AIM OF THE TASK: Which lines of the data include the string "securityBits"? List them all.

(DATA RECORDS begins)

Issue #113, opened 2020-11-18
crypto: use flow-go/crypto instead of internal


tarakby:
### Context

The SDK used its own copy of the crypto code because it got open-sourced while flow-go was still private. That shouldn't be the case anymore as flow-go became public.

### Definition of done

Delete flow-go-sdk/crytpo/internal and use onflow/flow-go/crypto instead.

bjartek:
It looks like the crypto/internal package is done now, why was this reopened?

tarakby:
It's a mistake, thanks for pointing out!

PR #118, opened 2020-11-24
Crypto: delete internal crypto 

tarakby:
Closes: https://github.com/onflow/flow-go-sdk/issues/113

## Description

- deletes the crypto internal folder
- uses `flow-go/crypto` without breaking changes to the SDK api. 

I tried to not break any external api in this PR, but a better refactoring and cleaning could be done if I'm allowed to introduce breaking changes and remove redundant types from the sdk (for instance remove `flow-go-sdk/crypto.PrivateKey` and use `flow-go/crypto.PrivateKey` instead, and a few other examples). Let me know if such changes are possible. cc @psiemens @turbolent


crypto/crypto.go
```diff
@@ -25,33 +25,29 @@ import (
...
 
-	"github.com/onflow/flow-go-sdk/crypto/internal/crypto"
-	"github.com/onflow/flow-go-sdk/crypto/internal/crypto/hash"
+	"github.com/onflow/flow-go/crypto"
+	"github.com/onflow/flow-go/crypto/hash"
 )
 
 // SignatureAlgorithm is an identifier for a signature algorithm (and parameters if applicable).
-type SignatureAlgorithm int
+type SignatureAlgorithm crypto.SigningAlgorithm
```
tarakby, line 33: This kind of duplicated types could be avoided if we don't mind deleting `flow-go-sdk/crypto.SignatureAlgorithm`. That's a breaking change though.

crypto/crypto.go
```diff
@@ -62,32 +58,29 @@ func StringToSignatureAlgorithm(s string) SignatureAlgorithm {
...
-	UnknownHashAlgorithm HashAlgorithm = iota
-	SHA2_256
-	SHA2_384
-	SHA3_256
-	SHA3_384
+	UnknownHashAlgorithm HashAlgorithm = HashAlgorithm(hash.UnknownHashingAlgorithm)
+	SHA2_256                           = HashAlgorithm(hash.SHA2_256)
+	SHA2_384                           = HashAlgorithm(hash.SHA2_384)
+	SHA3_256                           = HashAlgorithm(hash.SHA3_256)
+	SHA3_384                           = HashAlgorithm(hash.SHA3_384)
```
tarakby, line 68: I would like to remove the `384` versions as they are not used in Flow, but that's also considered a breaking change.

crypto/crypto.go
```diff
@@ -111,52 +104,27 @@ func CompatibleAlgorithms(sigAlgo SignatureAlgorithm, hashAlgo HashAlgorithm) bo
...
-func (sk PrivateKey) Sign(message []byte, hasher Hasher) ([]byte, error) {
-	return sk.privateKey.Sign(message, hasher)
+	crypto.PrivateKey
 }
 
 // Algorithm returns the signature algorithm for this private key.
 func (sk PrivateKey) Algorithm() SignatureAlgorithm {
-	return SignatureAlgorithm(sk.privateKey.Algorithm())
+	return SignatureAlgorithm(sk.PrivateKey.Algorithm())
 }
```
tarakby, line 113: The embedding avoids redefining the same functions, it doesn't work here because of the output type.

crypto/crypto.go
turbolent: I think you can say `type SignatureAlgorithm = crypto.SigningAlgorithm` here

crypto/crypto.go
```diff
@@ -197,12 +165,15 @@ func NewNaiveSigner(privateKey PrivateKey, hashAlgo HashAlgorithm) NaiveSigner {
...
+// targeted security bits of the cryptographic algorithms
+const securityBits = 128
+
 // MinSeedLength is the generic minimum seed length required to guarantee sufficient
 // entropy when generating keys.
 //
 // This minimum is used when the seed source is not necessarily a CSPRG and the seed
 // should be expanded before being passed to the key generation process.
-const MinSeedLength = crypto.MinSeedLen
+const MinSeedLength = 2 * (securityBits / 8)
```
turbolent, line 176: Maybe this should be a constant in flow-go/crypto?

turbolent (approved):
Nice!

crypto/crypto.go
tarakby: The crypto lib defines other types of minimum seed lengths because it makes other assumptions about the seed quality.
This constant is here to address another point when the SDK generates keys from passphrases.

crypto/crypto.go
tarakby: It's not possible because of [this function](https://github.com/onflow/flow-go-sdk/blob/tarak/use-flow-go-crypto/crypto/crypto.go#L44) is not allowed to declare function for a receiver from another package. 
The function could be totally deleted if we don't mind removing  `flow-go-sdk/crypto.SignatureAlgorithm`.

tarakby:
Hey @psiemens, do you have a preference about making breaking changes to the SDK crypto APIs ? If you think breaking changes are fine, I'll make some cleaner changes to this PR. If breaking changes are a problem, we can merge the PR in its current state. Thanks!

crypto/crypto.go
```diff
@@ -25,33 +25,24 @@ import (
...
 )
 
 // SignatureAlgorithm is an identifier for a signature algorithm (and parameters if applicable).
-type SignatureAlgorithm int
+type SignatureAlgorithm = crypto.SigningAlgorithm
 
 const (
-	UnknownSignatureAlgorithm SignatureAlgorithm = iota
-	// BLS_BLS12381 is BLS on BLS 12-381 curve
-	BLS_BLS12381
```
psiemens, line 38: 👍

flow.go
```diff
@@ -87,10 +87,10 @@ func (id ChainID) String() string {
 // entityHasher is a thread-safe hasher used to hash Flow entities.
 type entityHasher struct {
 	mut    sync.Mutex
-	hasher crypto.Hasher
+	hasher hash.Hasher
```
psiemens, line 90: Could these all stay as `crypto.Hash` and `crypto.Hasher`? 

I'd prefer to have the rest of the SDK files depend only on `flow-go-sdk/crypto`

crypto/crypto_test.go
```diff
@@ -36,7 +37,7 @@ func TestGeneratePrivateKey(t *testing.T) {
 
 	// key algorithms not currently supported by the SDK
 	unsupportedAlgos := []crypto.SignatureAlgorithm{
-		crypto.BLS_BLS12381,
+		fgcrypto.BLSBLS12381,
```
psiemens, line 40: 👍

psiemens (commented):
Looks good! Just added one point in a comment.

I'd prefer to avoid breaking changes for now, so the way you have it is great 👌

tarakby:
Is there a way other than `go mod tidy` to get a consistent `go.sum` ?  
The CI `make check-tidy` is showing a `go.sum` difference but `go mod tidy` doesn't seem to fix it 🤷‍♂️

turbolent:
@tarakby you probably just want to commit the changes in to go.sum file. If that's the output of go mod tidy, then that's what should be in the repo

psiemens (approved):
This looks good! I think you just need to do a rebase and re-run `go mod tidy` to clear up the conflict. I can do that if you'd like 😄

tarakby:
Yes please @psiemens, feel free to merge it. You can try with the current PR or [this one](https://github.com/onflow/flow-go-sdk/pull/138), it has the same changes but a cleaner history, my merging and rebasing doesn't seem to work 😅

(DATA RECORDS ends)

YOUR SOLUTION:
+const securityBits = 128
+const MinSeedLength = 2 * (securityBits / 8)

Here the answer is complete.